I'll put up with no TV for the money - a good book is all i need, but i just need to keep the kids quiet for 7 hours!
I'm sure we'll survive


----------



## blazeaway (Sep 28, 2011)

vantage said:


> I can heartily recomend a company called Vagabond in Ireland.
> VAGABOND
> Run by a friend of mine (my best man) the tours are truly awesome.
> Far superior to all 'bus tours'
> ...


Holiday in Ireland? Last time i did that end of July it was cold and wet for most of the time - less than 19C at warmest part of day. Great place but could be a bit of shock to someone living in Dubai!!! Ditto Orkney!!! It would ahve to be Devon or Cornwal


----------



## vantage (May 10, 2012)

blazeaway said:


> Holiday in Ireland?
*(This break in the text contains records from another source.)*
PR #377, opened 2024-05-16
Pb-6681 : added support for PSA for kdmp jobs

lalat-das:
**What this PR does / why we need it**: This enables the KDMP job pods to be added with SecurityContext setting required for it to run in a restricted PSA environment.

Closes # pb-6681

Cluster Wide PSA setting related code is not added yet.
Will update unit test result before EOD tomorrow

### DIFF
--- a/pkg/drivers/kopiabackup/kopiabackup.go
+++ b/pkg/drivers/kopiabackup/kopiabackup.go
@@ -318,6 +318,7 @@ func jobFor(
 		logrus.Errorf("failed to get the toleration details: %v", err)
 		return nil, fmt.Errorf("failed to get the toleration details for job [%s/%s]", jobOption.Namespace, jobName)
 	}
+
 	job := &batchv1.Job{
 		ObjectMeta: metav1.ObjectMeta{
 			Name:      jobName,
@@ -383,6 +384,13 @@ func jobFor(
 				},
 			},
 		},
+	}
+	// Add security Context only if the PSA is enabled.
+	if jobOption.PsaIsEnabled == "true" {
+		job, err = utils.AddSecurityContextToJob(job, jobOption.PodUserId, jobOption.PodGroupId)
+		if err != nil {
+			return nil, err
+		}
 	}
 
 	if len(nodeName) != 0 {
--- a/pkg/drivers/kopiarestore/kopiarestore.go
+++ b/pkg/drivers/kopiarestore/kopiarestore.go
@@ -219,6 +219,7 @@ func jobFor(
 		logrus.Errorf("failed to get the toleration details: %v", err)
 		return nil, fmt.Errorf("failed to get the toleration details for job [%s/%s]", jobOption.Namespace, jobName)
 	}
+
 	job := &batchv1.Job{
 		ObjectMeta: metav1.ObjectMeta{
 			Name:      jobName,
@@ -285,7 +286,13 @@ func jobFor(
 			},
 		},
 	}
-
+	// Add security Context only if the PSA is enabled.
+	if jobOption.PsaIsEnabled == "true" {
+		job, err = utils.AddSecurityContextToJob(job, jobOption.PodUserId, jobOption.PodGroupId)
+		if err != nil {
+			return nil, err
+		}
+	}
 	// Add the image secret in job spec only if it is present in the stork deployment.
 	if len(imageRegistrySecret) != 0 {
 		job.Spec.Template.Spec.ImagePullSecrets = utils.ToImagePullSecret(utils.GetImageSecretName(jobName))
--- a/pkg/drivers/nfsbackup/nfsbackup.go
+++ b/pkg/drivers/nfsbackup/nfsbackup.go
@@ -199,7 +199,6 @@ func jobForBackupResource(
 	}, " ")
 
 	labels := addJobLabels(jobOption)
-
 	nfsExecutorImage, imageRegistrySecret, err := utils.GetExecutorImageAndSecret(drivers.NfsExecutorImage,
 		jobOption.NfsImageExecutorSource,
 		jobOption.NfsImageExecutorSourceNs,
@@ -216,6 +215,7 @@ func jobForBackupResource(
 		logrus.Errorf("failed to get the toleration details: %v", err)
 		return nil, fmt.Errorf("failed to get the toleration details for job [%s/%s]", jobOption.Namespace, jobOption.RestoreExportName)
 	}
+
 	job := &batchv1.Job{
 		ObjectMeta: metav1.ObjectMeta{
 			Name:      jobOption.RestoreExportName,
@@ -270,6 +270,18 @@ func jobForBackupResource(
 			},
 		},
 	}
+
+	// Add security Context only if the PSA is enabled.
+	if jobOption.PsaIsEnabled == "true" {
+		// The Job is intended to backup resources to  NFS backuplocation
+		// and it doesn't need a specific JOB uid/gid since it will be sqaushed at NFS server
+		// hence used a global hardcoded UID/GID.
+		job, err = utils.AddSecurityContextToJob(job, utils.KdmpJobUid, utils.KdmpJobGid)
+		if err != nil {
+			return nil, err
+		}
+	}
+
 	// Add the image secret in job spec only if it is present in the stork deployment.
 	if len(imageRegistrySecret) != 0 {
 		job.Spec.Template.Spec.ImagePullSecrets = utils.ToImagePullSecret(utils.GetImageSecretName(jobOption.RestoreExportName))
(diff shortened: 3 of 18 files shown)


pkg/drivers/kopiabackup/kopiabackup.go
```diff
@@ -359,6 +371,18 @@ func jobFor(
 									ReadOnly:  true,
 								},
 							},
+							SecurityContext: &corev1.SecurityContext{
```
siva-portworx, line 374: AddSecurityContextToJob utility function already adding these fields. Do we need this below code?

pkg/drivers/kopiarestore/kopiarestore.go
```diff
@@ -219,6 +220,18 @@ func jobFor(
 		logrus.Errorf("failed to get the toleration details: %v", err)
 		return nil, fmt.Errorf("failed to get the toleration details for job [%s/%s]", jobOption.Namespace, jobName)
 	}
+
+	// get dataexport CR from itds name and namespace
```
siva-portworx, line 224: typo itds

pkg/drivers/nfsbackup/nfsbackup.go
```diff
@@ -270,6 +283,22 @@ func jobForBackupResource(
...
+	re, err := kdmp.Instance().GetResourceExport(jobOption.RestoreExportName, jobOption.Namespace)
+	if err != nil {
+		errMsg := fmt.Sprintf("failed to get resourceExport CR %s/%s: %v", jobOption.Namespace,jobOption.RestoreExportName, err)
+		logrus.Errorf("%v", errMsg)
+		return nil, fmt.Errorf(errMsg)
+	}
+	psaIsEnabled := re.Annotations[utils.PsaEnabledKey]
+	// Add security Context only if the PSA is enabled.
+	if psaIsEnabled == "true" {
+		job, err = utils.AddSecurityContextToJob(job, "", "")
```
vsundarraj-px, line 296: Comment would be better to understand why we dont need userID and Gid here.
And its also better if you send kdmpJobUid since its as static ID globally declared.

pkg/drivers/utils/utils.go
```diff
@@ -966,3 +972,45 @@ func GetShortUID(uid string) string {
 	}
 	return uid[:8]
 }
+
+// Add container security Context to job pod if the PSA is enabled.
+func AddSecurityContextToJob(job *batchv1.Job, podUserId, podGroupId string) (*batchv1.Job, error) {
+	if job != nil {
+		if podUserId != "" {
```
vsundarraj-px, line 979: This whole if chunk is not required if you pass kdmpJobUid by the caller itself.

pkg/drivers/utils/utils.go
```diff
@@ -966,3 +972,45 @@ func GetShortUID(uid string) string {
...
+			if err != nil {
+				logrus.Errorf("failed to convert the UID to int: %v", err)
+				return nil, fmt.Errorf("failed to convert the UID to int: %v", err)
+			}
+			job.Spec.Template.Spec.SecurityContext.RunAsUser = &uid
+		} else {
+			// we need to add a default user id if the user id is not provided
+			job.Spec.Template.Spec.SecurityContext.RunAsUser = pointer.Int64(kdmpJobUid)
+		}
+		if podGroupId != "" {
```
vsundarraj-px, line 990: Same here

pkg/drivers/kopiarestore/kopiarestore.go
```diff
@@ -260,6 +273,18 @@ func jobFor(
 									ReadOnly:  true,
 								},
 							},
+							SecurityContext: &corev1.SecurityContext{
```
vsundarraj-px, line 276: why are we setting this by default for every job spinned? Arent they only needed if psaIsEnabled == true?

pkg/drivers/kopiabackup/kopiabackup.go
```diff
@@ -318,6 +319,17 @@ func jobFor(
 		logrus.Errorf("failed to get the toleration details: %v", err)
 		return nil, fmt.Errorf("failed to get the toleration details for job [%s/%s]", jobOption.Namespace, jobName)
 	}
+	// get dataexport CR and read psa specific labels.
+	de, err := kdmpops.Instance().GetDataExport(context.Background(), jobOption.DataExportName, jobOption.Namespace)
```
prashanthpx, line 323: Rather than reading in every jobFor() function, you can read it once in the reconciler and pass it as jobOption parameters.

pkg/drivers/nfsbackup/nfsbackup.go
```diff
@@ -253,6 +254,18 @@ func jobForBackupResource(
 									ReadOnly:  true,
 								},
 							},
+							SecurityContext: &corev1.SecurityContext{
+								RunAsNonRoot:             pointer.Bool(true),
```
prashanthpx, line 258: We would need to remove this and piggyback on `AddSecurityContextToJob()` function

pkg/drivers/kopiabackup/kopiabackup.go
lalat-das: Thanks I need to remove this.. It was a remnant of approach -01

pkg/drivers/kopiabackup/kopiabackup.go
lalat-das: Make sense thanks for the catch.

pkg/drivers/utils/utils.go
lalat-das: done

pkg/drivers/utils/utils.go
lalat-das: Done. Kept the if check for nil string check but removed the else part though which is not needed if we pass the actual UID

pkg/drivers/nfsbackup/nfsbackup.go
lalat-das: Done

pkg/drivers/kopiarestore/kopiarestore.go
lalat-das: Done

pkg/drivers/nfsbackup/nfsbackup.go
lalat-das: Yeah removed it..it was stale code from approach -01 missed to be deleted.

pkg/drivers/utils/utils.go
```diff
@@ -966,3 +972,42 @@ func GetShortUID(uid string) string {
...
+		job.Spec.Template.Spec.Containers[0].SecurityContext.SeccompProfile = &corev1.SeccompProfile{
+			Type: "RuntimeDefault",
+		}
+		job.Spec.Template.Spec.Containers[0].SecurityContext.Capabilities = &corev1.Capabilities{
+			Drop: []corev1.Capability{
+				"ALL",
+			},
+		}
+	} else {
+		return job, fmt.Errorf("recieved a nil job object to add security context")
```
siva-portworx, line 1010: recieved : typo

pkg/drivers/utils/utils.go
```diff
@@ -966,3 +972,42 @@ func GetShortUID(uid string) string {
...
+		job.Spec.Template.Spec.Containers[0].SecurityContext.AllowPrivilegeEscalation = pointer.Bool(false)
+		job.Spec.Template.Spec.Containers[0].SecurityContext.SeccompProfile = &corev1.SeccompProfile{
+			Type: "RuntimeDefault",
+		}
+		job.Spec.Template.Spec.Containers[0].SecurityContext.Capabilities = &corev1.Capabilities{
+			Drop: []corev1.Capability{
+				"ALL",
+			},
+		}
+	} else {
```
vsundarraj-px, line 1009: We could avoid if and else and indentation if the code is 

if job == nil {
    return fmt.Errorf(...)
}
Rest of the code here..

pkg/drivers/utils/utils.go
```diff
@@ -966,3 +972,42 @@ func GetShortUID(uid string) string {
 	}
 	return uid[:8]
 }
+
+// Add container security Context to job pod if the PSA is enabled.
+// if static uids like kdmpJobUid or kdmpJobGid is used that means
+// these are dummy UIDs used for backing up resources to backuplocation
+// which doesn't need specific UID specific permission.
+func AddSecurityContextToJob(job *batchv1.Job, podUserId, podGroupId string) (*batchv1.Job, error) {
```
vsundarraj-px, line 980: Why is the job needs to be returned. You are returning nil in all error cases and returning the same job in success. Is this return parameter really needed?

vsundarraj-px (approved):
looks good to me.

lalat-das:
closing the PR since the same PR with some more modification is raised against 2.7.2 now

Last time i did that end of July it was cold and wet for most of the time - less than 19C at warmest part of day. Great place but could be a bit of shock to someone living in Dubai!!! Ditto Orkney!!! It would ahve to be Devon or Cornwal


...which are both rammed to the gunnels with lobster-pink tourists all summer.
Nothing worse than the South West in mid-summer!

At least Ireland and Scotland give you the wide open spaces without so many oiks on a day trip from London-village!


----------